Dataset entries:

PR #4061, opened 2024-06-08
fully remove embedded ipfs

wdbaruni:
This PR fully removes embedded IPFS from our code base, including tests where we are now using `local` publisher and `localDirectory` storage source instead.

## Testing
IPFS related tests are skipped unless IPFS connect endpoint is provided, such as through `BACALHAU_NODE_IPFS_CONNECT` environment variable.

These tests are running in circleci test workflow for liux-amd64-integration where we also run an IPFS daemon in that environment and set IPFS connect configuration.

## Other Changes

Few other issues were surfaced when switching to local publisher that had to be fixed, including:
- local publisher used a different compression logic than s3 publisher, but both used the same downloader. The issue with the previous compression is that it used absolute paths when setting file headers and that resulted in failures with windows during decompression as it resulted in invalid file names.
- repo clone is a weird storage source that copies repos from git to ipfs, index to kv.bacalhau.org (no longer running), and tries to load repos from ipfs if they are cached instead of git. It is a whole mess and have been removed
- s3 integration tests didn't run in circelci due to a change in determining if they should be skipped or not where we tried to write a fake file to s3. The problem is circelci credentials only had read permissions to a defined prefix. Changed the logic to try to read a non-existing file, and run the test if we get 404 NoSuchKey, otherwise we skip the test such as with 403 AccessDenied.


cmd/testing/base.go
```diff
@@ -29,18 +29,27 @@ import (
...
 // before each test
 func (s *BaseSuite) SetupTest() {
 	logger.ConfigureTestLogging(s.T())
 
 	fsr, cfg := setup.SetupBacalhauRepoForTesting(s.T())
+	s.Config = cfg
+
+	// TODO: Update checker is configured with production default configs
+	//  and not respecting the test environment. This is a temporary fix
+	os.Setenv("BACALHAU_UPDATE_SKIPCHECKS", "true")
```
frrist, line 50: So I hit this issue as well during some refactor work. I think the issue (and you may already be aware of this) is the config we provide to the devstack for BaseSuite is used by the _server_ but not the client - meaning the server isn't checking for updates, but the client is. This results in flaky tests since when output from a client command is inspected the update message is occasionally present.

I implemented a small mitigation for this via https://github.com/bacalhau-project/bacalhau/blob/7ecfa81ff4494b3f07e501111a56881950111ba7/cmd/testing/base.go#L86 which separates the stdout and stderr from the command result returned by the client. This allows tests to inspect stdout (where results are written) while ignoring stderr (where update messages are written)

frrist, line 50: We can use `config.KeyAsEnvVar` here instead of typing out the environment variable

cmd/util/printer/print_legacy.go
```diff
@@ -48,7 +48,7 @@ func PrintJobExecutionLegacy(
 	runtimeSettings *cliflags.RunTimeSettingsWithDownload,
 	apiLegacy *client.APIClient,
 	apiV2 clientv2.API,
-	cfg types.IpfsConfig,
+	cfg types.BacalhauConfig,
```
frrist, line 51: I don't think we need the config here anymore.

pkg/downloader/download_test.go
```diff
@@ -164,8 +153,11 @@ func publishToS3Unsigned(ds *DownloaderSuite, dir string) *models.SpecConfig {
 // output directory.
 func requireFileExists(ds *DownloaderSuite, path ...string) string {
 	testPath := filepath.Join(ds.downloadSettings.OutputDir, filepath.Join(path...))
-	require.FileExistsf(ds.T(), testPath, "File %s not present", testPath)
-
+	_, err := os.Stat(testPath)
+	if err != nil {
+		ds.T().Logf("Could not find file at %s", testPath)
+	}
+	require.NoError(ds.T(), err)
```
frrist, line 160: can we just add this log message to the require statement?

pkg/downloader/ipfs/downloader_test.go
```diff
@@ -46,25 +27,18 @@ func randomText(t *testing.T) []byte {
 
 func TestIPFSDownload(t *testing.T) {
 	ctx, cancel := context.WithTimeout(context.Background(), time.Minute)
-	cm := system.NewCleanupManager()
-	defer cm.Cleanup(ctx)
 	defer cancel()
 
-	server, err := ipfs.NewNodeWithConfig(ctx, cm, types.IpfsConfig{PrivateInternal: true})
+	t.Skip("Enable test only when IPFS is running")
```
frrist, line 32: maybe just remove this test as from the looks of things it's always skipped? Or do we have plans to unskip later (issue number)?

pkg/lib/gzip/gzip.go
```diff
@@ -8,29 +8,112 @@ import (
...
 // Decompress takes the path to a .tar.gz file and decompresses it into the specified directory.
 func Decompress(tarGzPath, destDir string) error {
+	log.Debug().Msgf("Decompressing %s to %s", tarGzPath, destDir)
 	return DecompressWithMaxBytes(tarGzPath, destDir, DefaultMaxDecompressSize)
 }
 
 // DecompressWithMaxBytes takes the path to a .tar.gz file and decompresses it into the specified directory.
 // It enforces a maximum decompressed file size (per file) to prevent decompression bombs.
 func DecompressWithMaxBytes(tarGzPath, destDir string, maxDecompressSize int64) error {
+	fmt.Printf("Decompressing %s to %s\n", tarGzPath, destDir)
```
frrist, line 104: Shouldn't this be a log line?

frrist (approved):
Please look at addressing a few of the comments before merging. Generally looks great :+1:

frrist:
:man_facepalming: well there goes auto-merge. Might need to address several of these comments in a follow on.

.circleci/config.yml
```diff
@@ -266,6 +266,28 @@ commands:
...
+            cd go-ipfs
+            sudo bash install.sh
+            ipfs --version
+      - run:
+          name: Initialize IPFS
+          command: |
+            ipfs init 
+            ipfs config Addresses.API /ip4/127.0.0.1/tcp/5001
+            ipfs config Addresses.Gateway /ip4/0.0.0.0/tcp/8080
+      - run:
```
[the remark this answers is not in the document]
wdbaruni: These are separate steps to install ipfs, init/configure ipfs and another for running the daemon in the background. I didn't know about circleci caching. Good point

cmd/cli/create/create_test.go
```diff
@@ -48,14 +48,6 @@ func (s *CreateSuite) TestCreateGenericSubmitBetter() {
...
 			Fixture: testdata.YamlJobNoopUrl,
 		},
-		{
-			Name:    "docker task json",
-			Fixture: testdata.IPVMTaskDocker,
-		},
-		{
-			Name:    "task with config json",
-			Fixture: testdata.IPVMTaskWithConfig,
-		},
```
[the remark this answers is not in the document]
wdbaruni: I didn't remove them yet. I am planning a separate PR to remove all IPVM stuff

cmd/cli/create/create.go
```diff
@@ -254,5 +254,5 @@ func create(
 		return fmt.Errorf("submitting job for execution: %w", err)
 	}
 
-	return printer.PrintJobExecutionLegacy(ctx, executingJob, cmd, OC.DownloadFlags, OC.RunTimeSettings, apiV1, apiV2, cfg.Node.IPFS)
+	return printer.PrintJobExecutionLegacy(ctx, executingJob, cmd, OC.DownloadFlags, OC.RunTimeSettings, apiV1, apiV2, cfg)
```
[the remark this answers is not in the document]
wdbaruni: it is needed today to call the DownloadResultsHandler. The name `PrintJobExecutionLegacy` is misleading as it also triggers the downloader and not just print info

cmd/cli/get/get.go
```diff
@@ -104,7 +104,7 @@ func get(cmd *cobra.Command, cmdArgs []string, api client.API, cfg types.Bacalha
 	if err := util.DownloadResultsHandler(
 		ctx,
 		cmd,
-		cfg.Node.IPFS,
+		cfg,
```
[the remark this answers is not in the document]
wdbaruni: we still use it as we need it to instantiate NewStandardDownloaders
```
downloaderProvider, err := util.NewStandardDownloaders(ctx, cfg.Node.IPFS.Connect)
	if err != nil {
		return err
	}
```

cmd/util/printer/print_legacy.go
wdbaruni: answered above

pkg/downloader/ipfs/downloader_test.go
wdbaruni: good catch. Fixing in a follow up PR

pkg/lib/gzip/gzip.go
wdbaruni: ah I forgot to remove these debug lines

WORK TO BE COMPLETED. Each entry above must be repeated exactly, with nothing dropped.

PROBLEM SOLUTION.
PR #4061, opened 2024-06-08
fully remove embedded ipfs

wdbaruni:
This PR fully removes embedded IPFS from our code base, including tests where we are now using `local` publisher and `localDirectory` storage source instead.

## Testing
IPFS related tests are skipped unless IPFS connect endpoint is provided, such as through `BACALHAU_NODE_IPFS_CONNECT` environment variable.

These tests are running in circleci test workflow for liux-amd64-integration where we also run an IPFS daemon in that environment and set IPFS connect configuration.

## Other Changes

Few other issues were surfaced when switching to local publisher that had to be fixed, including:
- local publisher used a different compression logic than s3 publisher, but both used the same downloader. The issue with the previous compression is that it used absolute paths when setting file headers and that resulted in failures with windows during decompression as it resulted in invalid file names.
- repo clone is a weird storage source that copies repos from git to ipfs, index to kv.bacalhau.org (no longer running), and tries to load repos from ipfs if they are cached instead of git. It is a whole mess and have been removed
- s3 integration tests didn't run in circelci due to a change in determining if they should be skipped or not where we tried to write a fake file to s3. The problem is circelci credentials only had read permissions to a defined prefix. Changed the logic to try to read a non-existing file, and run the test if we get 404 NoSuchKey, otherwise we skip the test such as with 403 AccessDenied.


cmd/testing/base.go
```diff
@@ -29,18 +29,27 @@ import (
...
 // before each test
 func (s *BaseSuite) SetupTest() {
 	logger.ConfigureTestLogging(s.T())
 
 	fsr, cfg := setup.SetupBacalhauRepoForTesting(s.T())
+	s.Config = cfg
+
+	// TODO: Update checker is configured with production default configs
+	//  and not respecting the test environment. This is a temporary fix
+	os.Setenv("BACALHAU_UPDATE_SKIPCHECKS", "true")
```
frrist, line 50: So I hit this issue as well during some refactor work. I think the issue (and you may already be aware of this) is the config we provide to the devstack for BaseSuite is used by the _server_ but not the client - meaning the server isn't checking for updates, but the client is. This results in flaky tests since when output from a client command is inspected the update message is occasionally present.

I implemented a small mitigation for this via https://github.com/bacalhau-project/bacalhau/blob/7ecfa81ff4494b3f07e501111a56881950111ba7/cmd/testing/base.go#L86 which separates the stdout and stderr from the command result returned by the client. This allows tests to inspect stdout (where results are written) while ignoring stderr (where update messages are written)

frrist, line 50: We can use `config.KeyAsEnvVar` here instead of typing out the environment variable

cmd/util/printer/print_legacy.go
```diff
@@ -48,7 +48,7 @@ func PrintJobExecutionLegacy(
 	runtimeSettings *cliflags.RunTimeSettingsWithDownload,
 	apiLegacy *client.APIClient,
 	apiV2 clientv2.API,
-	cfg types.IpfsConfig,
+	cfg types.BacalhauConfig,
```
frrist, line 51: I don't think we need the config here anymore.

pkg/downloader/download_test.go
```diff
@@ -164,8 +153,11 @@ func publishToS3Unsigned(ds *DownloaderSuite, dir string) *models.SpecConfig {
 // output directory.
 func requireFileExists(ds *DownloaderSuite, path ...string) string {
 	testPath := filepath.Join(ds.downloadSettings.OutputDir, filepath.Join(path...))
-	require.FileExistsf(ds.T(), testPath, "File %s not present", testPath)
-
+	_, err := os.Stat(testPath)
+	if err != nil {
+		ds.T().Logf("Could not find file at %s", testPath)
+	}
+	require.NoError(ds.T(), err)
```
frrist, line 160: can we just add this log message to the require statement?

pkg/downloader/ipfs/downloader_test.go
```diff
@@ -46,25 +27,18 @@ func randomText(t *testing.T) []byte {
 
 func TestIPFSDownload(t *testing.T) {
 	ctx, cancel := context.WithTimeout(context.Background(), time.Minute)
-	cm := system.NewCleanupManager()
-	defer cm.Cleanup(ctx)
 	defer cancel()
 
-	server, err := ipfs.NewNodeWithConfig(ctx, cm, types.IpfsConfig{PrivateInternal: true})
+	t.Skip("Enable test only when IPFS is running")
```
frrist, line 32: maybe just remove this test as from the looks of things it's always skipped? Or do we have plans to unskip later (issue number)?

pkg/lib/gzip/gzip.go
```diff
@@ -8,29 +8,112 @@ import (
...
 // Decompress takes the path to a .tar.gz file and decompresses it into the specified directory.
 func Decompress(tarGzPath, destDir string) error {
+	log.Debug().Msgf("Decompressing %s to %s", tarGzPath, destDir)
 	return DecompressWithMaxBytes(tarGzPath, destDir, DefaultMaxDecompressSize)
 }
 
 // DecompressWithMaxBytes takes the path to a .tar.gz file and decompresses it into the specified directory.
 // It enforces a maximum decompressed file size (per file) to prevent decompression bombs.
 func DecompressWithMaxBytes(tarGzPath, destDir string, maxDecompressSize int64) error {
+	fmt.Printf("Decompressing %s to %s\n", tarGzPath, destDir)
```
frrist, line 104: Shouldn't this be a log line?

frrist (approved):
Please look at addressing a few of the comments before merging. Generally looks great :+1:

frrist:
:man_facepalming: well there goes auto-merge. Might need to address several of these comments in a follow on.

.circleci/config.yml
```diff
@@ -266,6 +266,28 @@ commands:
...
+            cd go-ipfs
+            sudo bash install.sh
+            ipfs --version
+      - run:
+          name: Initialize IPFS
+          command: |
+            ipfs init 
+            ipfs config Addresses.API /ip4/127.0.0.1/tcp/5001
+            ipfs config Addresses.Gateway /ip4/0.0.0.0/tcp/8080
+      - run:
```
[the remark this answers is not in the document]
wdbaruni: These are separate steps to install ipfs, init/configure ipfs and another for running the daemon in the background. I didn't know about circleci caching. Good point

cmd/cli/create/create_test.go
```diff
@@ -48,14 +48,6 @@ func (s *CreateSuite) TestCreateGenericSubmitBetter() {
...
 			Fixture: testdata.YamlJobNoopUrl,
 		},
-		{
-			Name:    "docker task json",
-			Fixture: testdata.IPVMTaskDocker,
-		},
-		{
-			Name:    "task with config json",
-			Fixture: testdata.IPVMTaskWithConfig,
-		},
```
[the remark this answers is not in the document]
wdbaruni: I didn't remove them yet. I am planning a separate PR to remove all IPVM stuff

cmd/cli/create/create.go
```diff
@@ -254,5 +254,5 @@ func create(
 		return fmt.Errorf("submitting job for execution: %w", err)
 	}
 
-	return printer.PrintJobExecutionLegacy(ctx, executingJob, cmd, OC.DownloadFlags, OC.RunTimeSettings, apiV1, apiV2, cfg.Node.IPFS)
+	return printer.PrintJobExecutionLegacy(ctx, executingJob, cmd, OC.DownloadFlags, OC.RunTimeSettings, apiV1, apiV2, cfg)
```
[the remark this answers is not in the document]
wdbaruni: it is needed today to call the DownloadResultsHandler. The name `PrintJobExecutionLegacy` is misleading as it also triggers the downloader and not just print info

cmd/cli/get/get.go
```diff
@@ -104,7 +104,7 @@ func get(cmd *cobra.Command, cmdArgs []string, api client.API, cfg types.Bacalha
 	if err := util.DownloadResultsHandler(
 		ctx,
 		cmd,
-		cfg.Node.IPFS,
+		cfg,
```
[the remark this answers is not in the document]
wdbaruni: we still use it as we need it to instantiate NewStandardDownloaders
```
downloaderProvider, err := util.NewStandardDownloaders(ctx, cfg.Node.IPFS.Connect)
	if err != nil {
		return err
	}
```

cmd/util/printer/print_legacy.go
wdbaruni: answered above

pkg/downloader/ipfs/downloader_test.go
wdbaruni: good catch. Fixing in a follow up PR

pkg/lib/gzip/gzip.go
wdbaruni: ah I forgot to remove these debug lines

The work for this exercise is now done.